Note: Skip to Process (below) if you just want to hear my intentions on the conversion.
The vehicle in question is a 2005 VW TDI BEW PD Jetta Wagon.
Abstract: I've been running on WVO for years with older 1.6 TD's and 1.6 NA motors. I'm very familiar with the processes involved and have installed, repaired, upgraded all aspects of WVO vehicle systems. With several breakdowns over the years for any number of reasons, some of which had nothing to do with WVO I've become quite familiar and comfortable with working on cars. I always filter my oil and ensure there's no water in it. I always ensure an adequately high temperature before switching over and purge the system before shutting down. At this point there's nothing I have seen or worked on. I'm not a certified mechanic but rather mechanically inclined. To give you some insight in this respect: My latest project involved dropping a 1.6 TD into a Suzuki Sidekick in which I hand crafted an adapter plate to connect the bell housing on the Suzuki transmission and lined up the input shaft to the crank shaft on the VW diesel motor. I had no working template and drew out everything by hand. It works. With that said I can confidently say I do have 'some' skill I suppose. The technicality involved with respect to this conversion won't be that difficult for me, however, it seems there's a growing divide with respect to the TDI community and the ability for this motor to run on WVO. As such I've done an extraordinary amount of research on this specific topic to ensure the best possible results.

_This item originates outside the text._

PR #1764, opened 2026-07-11
padi W9: instant host switch-back — retained per-host wire subscriptions + Code-tab per-host scoping

srid:
Switching hosts is supposed to feel like switching tmux sessions — instant, the canvas already there. It didn't: every switch **back** to a host you'd just visited rebuilt the whole canvas. The dock emptied and refilled, the terminal went black, and the Code tab dropped to "Loading…" for about a second — for state the client held moments earlier.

Providing there is an interest I may post the process here.
Devils Advocate: There's no need to give me feedback on how well the WVO needs to be filtered and the importance of temperature. I'm well aware of these issues. I'm also aware of the viscosity differences between WVO and diesel, polymerization and the concerns with the EGR in addition to the substantially higher pressures these injectors have compared to the older VW's. And yes, I've heard the horror stories of those that have tried and failed. Nevertheless, if your point merits enough concern that you need to share in lieu of an oversight you feel I may not have appreciated enough or over looked – then please do.

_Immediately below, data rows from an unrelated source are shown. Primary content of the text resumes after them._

PR #1771, opened 2026-07-12
fix(surface-daemon): boundToPid lifetime — test daemons die with their run

srid:
Test-spawned padi/kaval daemons were leaking past the runs that created them. This adds a third daemon lifetime — `{ kind: "boundToPid", pid }` — so a test/smoke-spawned daemon **dies with the run that spawned it**, making the whole leak class inexpressible. Production daemons are untouched.

## Why they leaked

Every test-spawned padi/kaval is `detached`+`unref`'d (`survivableSpawnDriver`) and runs `lifetime: forever` — deliberately, so it can survive a *server* restart (a product property some scenarios exercise). But that also let it outlive the **run** through three holes, all root-caused and swept off rasam + naiveintent:

1. **Signal death skips teardown.** A signal-killed run never executes its in-process `After`/`afterEach` hooks, so the detached daemons are never reaped.
2. **A crashed run's daemons live at a foreign digest.** `killAll` + the gate reapers are digest-scoped to the *current* state root; a crashed run's daemons sit at a different digest, invisible to the next run's reaper.
3. **`ci/smoke.sh` had no daemon teardown at all** — it killed only its two `kolu-server`s, so **every green smoke run leaked 2 padi + 2 kaval**. Linux CI only looked clean because its Incus containers get destroyed.

## The fix

A third **honest constructor** on `DaemonLifetime` (not `forever` + a flag):

```ts
export type DaemonLifetime =
  | { kind: "forever" }
  | { kind: "idleTimeout"; ms: number; isIdle: () => boolean }
  | { kind: "boundToPid"; pid: number; pollMs? };   // ← new
```

A `boundToPid` daemon watches that pid (reusing the package's canonical `isHolderLive` `kill(pid,0)` probe, polled every ~2 s, `unref`'d) and shuts down cleanly — `{ kind: "shutdown", reason: "pid-gone" }`, exit 0 — the moment the pid is gone. Registration on an already-dead pid exits immediately.

`daemonLifetimeFromEnv(fallback)` is the single home for the *absence = production* policy: it reads `KOLU_DAEMON_BIND_PID`, threaded **harness → server → padi → kaval** via the exported `DAEMON_BIND_PID_ENV` constant, exactly as the existing `KOLU_KAVAL_SPAWN` twin flows. **Absence** (the var truly unset) selects the production `forever`; a set-but-malformed value (empty string, `1e3`, `0x10`, fractional, out of `pid_t` range) **fails fast** — never silently degrades back to `forever`.

The setters bind to the **harness/run pid, never the kolu-server pid** — padi/kaval surviving *server* death is the property under test (the kaval-restart + session-restore scenarios are the canary): the cucumber worker pid in `hooks.ts`, the vitest pid in `dial.test.ts` / `socketDaemon.test.ts` / `padiBinding.test.ts`, and `$$` in `ci/smoke.sh`.

## What it deliberately does NOT do

- **No production surface change** — absence of the env var = `forever`, byte-identical to today. There is deliberately no way to *weaken* a production daemon.
- **No sweeping / reaping heuristics** — the daemon self-reaps; nothing hunts for it.
- **Pid reuse inside the ~2 s poll window is a documented residual**, not engineered around — a recycled pid keeps a daemon alive one extra run at most (vanishingly rare against a large pid space; bounded cost of one run's daemons; a `/proc` start-time cross-check would be darwin-incomplete since `boundToPid` runs on the darwin lane too).

## drishti

`@kolu/surface-daemon` is `@kolu/surface*` source, and this change is additive (a new union arm + new exports). **Verified against `~/code/drishti`: it consumes only `@kolu/surface`, never `@kolu/surface-daemon` (no reference in any source, config, or nix file)** — so no paired drishti PR is forced and the `surface.md` ship-gate does not apply.

## Review & evidence

Full `/be` gauntlet ran on the branch, each stage editing it in turn (see PR comments):
- **architecture-first-principles** → deduped the hand-rolled liveness probe to the package's `isHolderLive`.
- **lens-debate** (consensus) → env var forwarded via the constant; poll interval moved into the `boundToPid` arm; shared `registerPoll` helper.
- **codex-debate** (consensus, 3 rounds, 9 findings) → empty/malformed bind pid now fails fast through both hops; invalid directly-constructed pids validated at consumption; two more real-daemon suites bound; exhaustive lifetime dispatch.
- **simplify** → clean, no changes. **code-police** → deduped the test env save/restore via `vi.stubEnv`.

**Runtime evidence** (in the `## Evidence` comment): a real padi+kaval die **1.97 s** after their harness is SIGKILLed; the control (no bind → they survive = the leak); and a **green `ci/smoke.sh` run that leaks zero** padi/kaval (exercising the production `systemd-run` spawn path).

Docs moved with the API (`ref-surface-daemon.mdx`, the atlas note + regenerated dist, the `make-it-a-daemon` tutorial, a changelog Fixed entry).

---

## Also in this PR: show each daemon's lifetime in the Kaval & Padi dialogs

Having added the lifetime *concept*, the info dialogs now surface it. Each daemon publishes its own serializable lifetime on the wire — kaval as an **optional** field on `system.version`, padi as an **optional** field on its `identity` cell — and both dialogs render a **lifetime** row: `forever` for a durable production daemon, `bound to run pid N` under a test/smoke run, `—` for a survivor predating the field (see the `## Evidence` comment for the live rows).

- `@kolu/surface-daemon` gains a serializable projection `DaemonLifetimeInfo` + `lifetimeInfo(lifetime)` (drops the `isIdle` closure / test-only `pollMs`); the zero-dep spine stays zod-free. Each daemon resolves its lifetime **once** at boot and reuses it for both the served descriptor and `daemonMain`'s actual policy, so the readout can't drift.
- padi mirrors kaval's lifetime across the supervisor via `KavalConnectionMetadata` into `DaemonStatus`; the client renders it through the P4 `connected()` presence with a shared `formatLifetime`, deriving its type from the wire (no spine dependency).
- **No contract-version bump** (the architecture-review fix): a bump would make a surviving pre-field kaval a skew, and a skewed kaval is *recycled — its PTYs killed*. Optional-with-no-bump mirrors the existing `identity` precedent, so a survivor stays adopted and reads `—` until its next restart.
- Docs moved with the API (ref page, atlas notes, changelog Added entry); regression tests guard every wire hop (handshake → metadata → `DaemonStatus` → presentation).


srid:

### Applied (3)
- `lowy-1` Wire-name env var single-sourced for the reader, re-typed as a raw literal by the TS writers — commit `d1f256dbd`
- `hickey-1` Poll interval fragmented from the boundToPid lifetime arm — commit `8cb6ae96f`
- `hickey-2` Poll-timer scaffold duplicated between idleTimeout and boundToPid blocks — commit `c43f07d6c`

### Agreed — no change (1)
- `lowy-2` App-namespaced `KOLU_` literal baked into the generic package breaks symmetry with its own parameterized env reader (packages/surface-daemon/src/daemonMain.ts:61)

srid:
## Codex ⇄ Claude debate

✅ **Consensus** after 3 round(s) · codex reviewed at `xhigh` reasoning effort · base `10070a6629c0`
### Round 1

**codex** — approved: `false`

The `boundToPid` model and server → padi → kaval placement are structurally sound, but the branch does not yet meet its fail-fast or leak-prevention claims. PID parsing accepts or suppresses malformed values, unexpected liveness-probe errors become successful shutdowns, several real-daemon test harnesses remain unbound, and the cross-process chain lacks a regression test. Documentation and project-convention issues also remain. No untracked files were present; `git diff --check` was clean.

Findings:
- `F1` · major · open — Only an unset variable is true absence, but an explicitly empty `KOLU_DAEMON_BIND_PID` silently selects `forever`. `Number(raw)` also accepts non-canonical PID spellings such as `1e3`, `0x10`, or padded whitespace. The two forwarding sites truthiness-filter empty values, so under systemd the malformed configuration is discarded before it can fail. This recreates the exact silent daemon leak the fail-fast contract is meant to prevent. (packages/surface-daemon/src/daemonMain.ts:73)
- `F2` · major · open — Numeric but invalid PIDs can be reclassified as a successful `pid-gone` shutdown. The environment parser accepts values above Node's PID range, while direct callers can construct `boundToPid` with zero, negative, fractional, or huge values. `isHolderLive` then converts every error except `EPERM` to `false`; for example, Node rejects `2147483648` with `ERR_INVALID_ARG_TYPE`, but the daemon exits cleanly with code 0. PID 0 and negative PIDs also have process-group semantics rather than identifying one process. (packages/surface-daemon/src/daemonMain.ts:268)
- `F3` · major · open — The leak fix is incomplete across existing real-daemon harnesses. `padiBinding.test.ts` starts detached padi/kaval processes but relies solely on hooks, and `socketDaemon.test.ts` starts real kaval processes with the unmodified parent environment. If Vitest is killed and cleanup hooks do not run, neither harness supplies the run PID, so these daemons retain the `forever` lifetime. This contradicts the changelog's class-wide claim that killed test runs cannot strand padi/kaval daemons. (packages/server/src/padi/padiBinding.test.ts:110; packages/kaval/src/socketDaemon.test.ts:62)
- `F4` · minor · open — The tests prove only the in-process lifetime primitive. The integration harnesses set the variable but still manually reap their daemons, so no test proves the actual server → padi → kaval forwarding chain or that both daemons disappear when the nominated run PID dies. Either manual forwarding hop could regress while the suite remains green. (packages/surface-daemon/src/daemonMain.test.ts:162)
- `F5` · minor · open — The three-arm `DaemonLifetime` union is dispatched with independent `if` statements, leaving `forever` implicit. A future constructor would silently behave like `forever` instead of producing a compile error. This also violates the repository's exhaustive discriminated-union dispatch convention. (packages/surface-daemon/src/daemonMain.ts:243)
- `F6` · minor · open — The new long-lived PID watcher emits no install/retire lifecycle logs, contrary to the repository's watcher lifecycle convention. Operators can see the eventual daemon shutdown but cannot establish whether the PID watcher was installed or cleanly retired. (packages/surface-daemon/src/daemonMain.ts:272)
- `F7` · nit · open — The reference and `daemonMain.test.ts:246` call an arbitrary parsed value a "live-pid value," but the resolver deliberately performs no liveness check; an already-dead PID still selects `boundToPid` and then exits immediately. (website/src/content/surface/ref-surface-daemon.mdx:44)
- `F8` · nit · open — The public reference documents `{ kind: "boundToPid", pid }` but omits the exported `pollMs?` test seam, leaving the published union incomplete. (website/src/content/surface/ref-surface-daemon.mdx:41)
- `F9` · nit · open — The comment names two daemons—padi and kaval—but says "all three die." This mechanism does not bind the kolu-server child to the worker PID, so the statement is misleading. (packages/tests/support/hooks.ts:800)


**claude** — Tightened the bind-pid parse and added consumption-time pid validation (fail-fast), completed the boundToPid bind across the two remaining real-daemon suites, added a cross-process reap regression test, made the lifetime dispatch exhaustive, and corrected the docs/comment wording; disputed the empty-string reclassification, the shared-primitive rewrite, and the watcher-log convention.

- `F1` **partial** — Fixed the real fail-fast gap: `daemonLifetimeFromEnv` now parses a CANONICAL positive decimal only (`^[1-9][0-9]*$`) and rejects out-of-`pid_t`-range values (`daemonMain.ts:100-108`), so `1e3`/`0x10`/` 10 `/`010`/`12.5`/`3000000000` all throw instead of `Number()`-coercing to a wrong pid. Added those cases to the malformed test (`daemonMain.test.ts:266`). **Disputed** the empty-string-must-throw part: empty→fallback is a RATIFIED, tested, documented decision (author note 2; the resolver jsdoc `daemonMain.ts:83-90`), and it is unreachable as a live pid — both forwarders (`padiBinding.ts:145`, `localDriver.ts:93`) truthiness-filter the value, so an empty string is never forwarded as a bind; it only ever means "the forward chose not to bind" = production. I therefore kept the empty-fallback test rather than replacing it. Note: a MALFORMED *non-empty* value IS truthy, so it forwards and throws downstream — codex's "malformed config discarded before it can fail" only applies to empty, which is the non-scenario above. I did not change the forwarders to `!== undefined` because with empty→fallback that would forward `""` to no effect.
- `F2` **partial** — Fixed the concrete failure: added a fail-fast guard at boundToPid CONSUMPTION (`waitForShutdown`, `daemonMain.ts:216-222`) via `isSingleProcessPid` (positive integer ≤ `2**31-1`), thrown BEFORE the promise so no signal listeners leak on the crash path. An out-of-range/zero/negative/fractional pid can no longer be reclassified by `isHolderLive` into a clean `pid-gone` exit; it crashes loudly with the gate+socket released by the `finally`. New test `daemonMain.test.ts:203` covers `[0, -1, 2.5, 2**31]`. **Disputed** the "rewrite `isHolderLive` to rethrow unexpected errors" part: `isHolderLive` is a SHARED primitive (gate stale-reap `pidGate.ts:165`, supervisor) whose EPERM-alive model is ratified (author note 6). Making it rethrow would turn a garbage gate-file pid into a padi BOOT CRASH instead of the current stale-reap-and-retry — a robustness regression. Validating the pid before it can reach `isHolderLive` via the lifetime path fixes the reported failure without destabilizing the gate.
- `F3` **fixed** — Bound the two remaining real-daemon suites to the vitest pid so a signal-killed run can't strand them: `socketDaemon.test.ts:107-119` (beforeAll/afterAll set+restore `KOLU_DAEMON_BIND_PID`, inherited by every `spawnTs`) and `padiBinding.test.ts:117-131` (added `DAEMON_BIND_PID_ENV` to the saved+set env, forwarded to padi→kaval by the binder's env builder). Env is restored after each suite. The vitest pid outlives every test so the 2s watcher never fires mid-suite — SIGTERM/gate-race/restart/leak-sweep assertions are untouched (verified: kaval 23/23, server 24/24).
- `F4` **fixed** — Added a process-boundary regression test (`dial.test.ts:388`): a sentinel process stands in for the run, a REAL padi is spawned bound to the sentinel pid, we wait for padi + its kaval to gate, SIGKILL the sentinel, and assert padi exits 0 AND the kaval self-reaps (its gate released) — proving env → `daemonLifetimeFromEnv` → `boundToPid` reaches a real spawned daemon across the process boundary AND that padi forwards the bind into its kaval, so one kill fells both. Verified green (4.2s).
- `F5` **fixed** — Replaced the two independent `if (lifetime.kind === …)` arms with an exhaustive `switch` closed by `lifetime satisfies never` (`daemonMain.ts:259-292`), matching `daemonExitCode`'s own fence in the same file. A future `DaemonLifetime` kind now compile-fails instead of silently inheriting `forever`. Kept `ts-pattern` out — this leaf package has no such dep and codex explicitly allowed a fenced switch.
- `F6` **disputed** — No install/retire log added. The "watcher installed/retired" convention codex cites is for FILESYSTEM-watcher receptacles that take a logger (`refcounted-dir-watcher.ts`, `wal-subscription.ts`, git/grok session watchers); it is not applied to the in-process lifetime poll timers here. `waitForShutdown` takes NO logger (it's a pure `(lifetime, external?)` function), and its twin poller (`idleTimeout`, `daemonMain.ts:263`) emits no such logs — logging one arm and not the other would be inconsistent. Both endpoints are already observable: boot logs `daemon listening` (`daemonMain.ts:179`) and the reap logs `daemon shutting down {reason: "pid-gone"}` (`daemonMain.ts:184`). Threading a logger into a pure function to narrate a 2s kill-probe is noise, not a convention.
- `F7` **fixed** — Corrected the "live-pid" overclaim (the resolver does no liveness check): renamed the test to "…for a valid positive-integer pid value" (`daemonMain.test.ts`), and reworded the resolver jsdoc (`daemonMain.ts`), the reference table + prose (`ref-surface-daemon.mdx:32,43`) to "a valid positive-integer pid … (no liveness check — an already-dead pid still selects it, then exits at once)".
- `F8` **fixed** — Documented `pollMs?` on the public reference (`ref-surface-daemon.mdx:41-46`): the union row now reads `{ kind: "boundToPid", pid, pollMs? }` with a note that `pollMs?` is test-only and production uses the fixed 2s `PID_WATCH_POLL_MS`. Also kept the atlas type-declaration honest (`surface-daemon.mdx:136`) and rebuilt the atlas dist.
- `F9` **fixed** — Reworded the hooks.ts comment (`hooks.ts:800-809`): "so all three die" → "so BOTH daemons die", with an explicit note that this binds padi + kaval only and the kolu-server is a child reaped by the harness itself, not via this mechanism — keeping the server-survival distinction.

commit: `8e477b74a783ba252b99e162967ebea5c74c6519`


### Round 2

**codex** — approved: `false`

Seven of nine findings are resolved. PID range validation, harness coverage, exhaustive dispatch, documentation, and comments are now addressed without an introduced regression. F1 remains open because an explicitly empty environment value still silently disables binding, and F4 remains open because the new cross-process test bypasses the server→padi forwarding hop.

Findings:
- `F1` · major · open — Canonical parsing and range validation are fixed, but `KOLU_DAEMON_BIND_PID=""` still selects `forever`. An empty environment value is present but invalid, not true absence. The forwarders' truthiness filtering is the defect rather than proof that the value is safe: a broken harness expansion can produce an empty value and silently recreate the daemon leak. (packages/surface-daemon/src/daemonMain.ts:94)
- `F2` · major · resolved — Invalid directly constructed or out-of-range PIDs previously reached `isHolderLive` and could become a clean `pid-gone` result. (packages/surface-daemon/src/daemonMain.ts:236)
- `F3` · major · resolved — Two real-daemon suites previously relied only on teardown hooks and did not bind their daemons to the Vitest process. (packages/kaval/src/socketDaemon.test.ts:108; packages/server/src/padi/padiBinding.test.ts:111)
- `F4` · minor · open — The new sentinel test proves environment parsing in a real padi and the padi→kaval forwarding hop, but it calls `spawnPadi` directly. It bypasses `packages/server/src/padi/padiBinding.ts`, so removing or breaking the server→padi forwarding code would still leave this regression test green. Merely setting the Vitest PID in `padiBinding.test.ts` does not assert that the spawned padi received it because normal teardown masks the difference. (packages/padi/src/dial.test.ts:424)
- `F5` · minor · resolved — Lifetime dispatch previously left `forever` implicit and was not exhaustive. (packages/surface-daemon/src/daemonMain.ts:283)
- `F6` · minor · resolved — The PID polling timer has no watcher install/retire log. (packages/surface-daemon/src/daemonMain.ts:316)
- `F7` · nit · resolved — The documentation previously implied the resolver checked PID liveness. (website/src/content/surface/ref-surface-daemon.mdx:49)
- `F8` · nit · resolved — The public reference omitted the `pollMs?` test seam. (website/src/content/surface/ref-surface-daemon.mdx:41)
- `F9` · nit · resolved — The harness comment incorrectly said three processes were bound by this mechanism. (packages/tests/support/hooks.ts:800)

_codex on the rebuttal:_ F1: I hold firm. The original ratified rule distinguished absence from malformed input; in Node, absence is `undefined`, while `\"\"` is a present invalid PID. Saying the forwarders drop empty values is circular—the silent drop is precisely how a broken harness configuration degrades to `forever`. F2: I concede the shared-primitive dispute. The new consumption-time guard prevents invalid values from reaching `isHolderLive` through this lifetime path, so changing the gate/supervisor primitive is unnecessary and could alter its existing stale-gate behavior. F4: the added sentinel test is valuable but only proves padi→kaval; it directly calls `spawnPadi` and therefore does not cover server→padi forwarding. F6: I concede. A polling timer is not the analogous external resource subscription targeted by the watcher lifecycle rule, and the existing daemon lifecycle logs provide sufficient observability.


**claude** — Conceded F1 (empty `KOLU_DAEMON_BIND_PID` now fail-fasts as present-but-invalid, and both forwarders propagate every defined value so a broken expansion crashes the daemon instead of silently reverting to `forever`) and closed F4 with a focused unit test that guards the server→padi hop; the seven already-resolved findings are untouched.

- `F1` **fixed** — Conceded. In Node an unset var is `undefined` (true absence) but `""` is *present and invalid* (a broken `$SOMEPID` expansion), and silently mapping it to `forever` is exactly how the leak creeps back — so only `raw === undefined` now selects the fallback; `""` falls through to the canonical-decimal check and throws like any other malformed value (`daemonMain.ts:91-93`, jsdoc `daemonMain.ts:78-95`). To make the fail-fast consistent across the whole chain rather than dropping empty mid-hop, both forwarders now forward every DEFINED value (`process.env[X] !== undefined`, was truthiness): `padiBinding.ts:148-149` and `localDriver.ts:96-97`. This keeps the ratified "absence = production forever" property intact (production never SETS the var → still `forever`) while removing the one silent-degrade path codex identified. Test flipped from "empty selects fallback" to "empty crashes loudly" (`daemonMain.test.ts:262-269`); reference reworded (`ref-surface-daemon.mdx:32,48-54`). `just check` green; env-resolver suite 12/12.
- `F4` **fixed** — Conceded that the `dial.test.ts` sentinel proves only padi→kaval (it calls `spawnPadi` directly, bypassing `padiBinding.ts`). Exported `daemonEnv` (`padiBinding.ts:127`) — the exact function that builds the env the server's padi driver spawns with — and added a focused `describe` (`padiBinding.test.ts:729-767`): asserts it forwards the run-bind pid VERBATIM when set, OMITS it when truly unset, and forwards even an empty value (fail-fast propagation). Snapshots the env var in `beforeEach` (runtime, not collection) so restoring returns it to the file-level bind pid, never unsetting it for the later real-padi suites. Mutation-verified: deleting the forward in `daemonEnv` fails 2 of the 3 new assertions (the hop is now a red test if removed). 3/3 pass with the forward present.
- `F2` **fixed** (already resolved round 1; codex conceded the shared-primitive rewrite) — no change.
- `F3` **fixed** (already resolved round 1) — no change.
- `F5` **fixed** (already resolved round 1) — no change.
- `F6` **fixed** (codex conceded; a poll timer is not the external-resource subscription the watcher-log convention targets) — no change.
- `F7` **fixed** (already resolved round 1) — no change.
- `F8` **fixed** (already resolved round 1) — no change.
- `F9` **fixed** (already resolved round 1) — no change.

commit: `caaf721d7c60bb5184ba1ae8aecc5ee252e69aee`


### Round 3

**codex** — approved: `true`

All nine findings are resolved. Empty bind-PID values now fail fast and propagate through both forwarding hops, while true absence alone selects production `forever`. The server→padi hop now has focused regression coverage, complementing the existing cross-process padi→kaval test. No regressions were introduced; the worktree has no untracked files and `git diff --check` is clean.

Findings:
- `F1` · major · resolved — Empty or malformed bind-PID values could silently degrade to `forever`. (packages/surface-daemon/src/daemonMain.ts:91)
- `F2` · major · resolved — Invalid directly constructed or out-of-range PIDs could become a clean `pid-gone` result. (packages/surface-daemon/src/daemonMain.ts:236)
- `F3` · major · resolved — Two real-daemon suites did not bind spawned daemons to the Vitest process. (packages/kaval/src/socketDaemon.test.ts:108; packages/server/src/padi/padiBinding.test.ts:111)
- `F4` · minor · resolved — The server→padi environment-forwarding hop lacked direct regression coverage. (packages/server/src/padi/padiBinding.test.ts:730)
- `F5` · minor · resolved — Lifetime dispatch was not exhaustive. (packages/surface-daemon/src/daemonMain.ts:283)
- `F6` · minor · resolved — The PID polling timer had no watcher install/retire logs. (packages/surface-daemon/src/daemonMain.ts:316)
- `F7` · nit · resolved — Documentation previously implied PID liveness was checked during resolution. (website/src/content/surface/ref-surface-daemon.mdx:49)
- `F8` · nit · resolved — The public reference omitted the `pollMs?` test seam. (website/src/content/surface/ref-surface-daemon.mdx:41)
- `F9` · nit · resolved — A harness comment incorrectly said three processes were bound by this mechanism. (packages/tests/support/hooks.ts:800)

Assumptions: My process outlined below assumes I've done the following: I've already installed the second tank (it'll be a dual tank system), tapped into the coolant to which I'll connect to a heat exchange located inside the tank, install a lift pump between 8 – 11PSI, have both supply and return solenoids for the diesel and WVO fuels. It also assumes I'm filtering down to 5 microns and will have both an in-tank temp gauge as well as one that's closer to the pump on motor.
Process:
1) Disable/delete the EGR. It's legal in Canada. I understand that race pipes are available for some TDI's. I also understand I'll need to tune theCPU in order to remove the permanent CEL as a result. At it's most basic level my understanding is that you can simply unplug it to disable it. I thought about taking it a step further by installing a race pipe and keep (what I believe is a solenoid on mine?) intact (still wired) yet outside in the air intake hence it would still be connected to the CPU and hence, in theory, shouldn't produce a CEL. I need to do more research but disabling the EGR is critical.
2) Install an EGT sensor. This is critical for two reasons.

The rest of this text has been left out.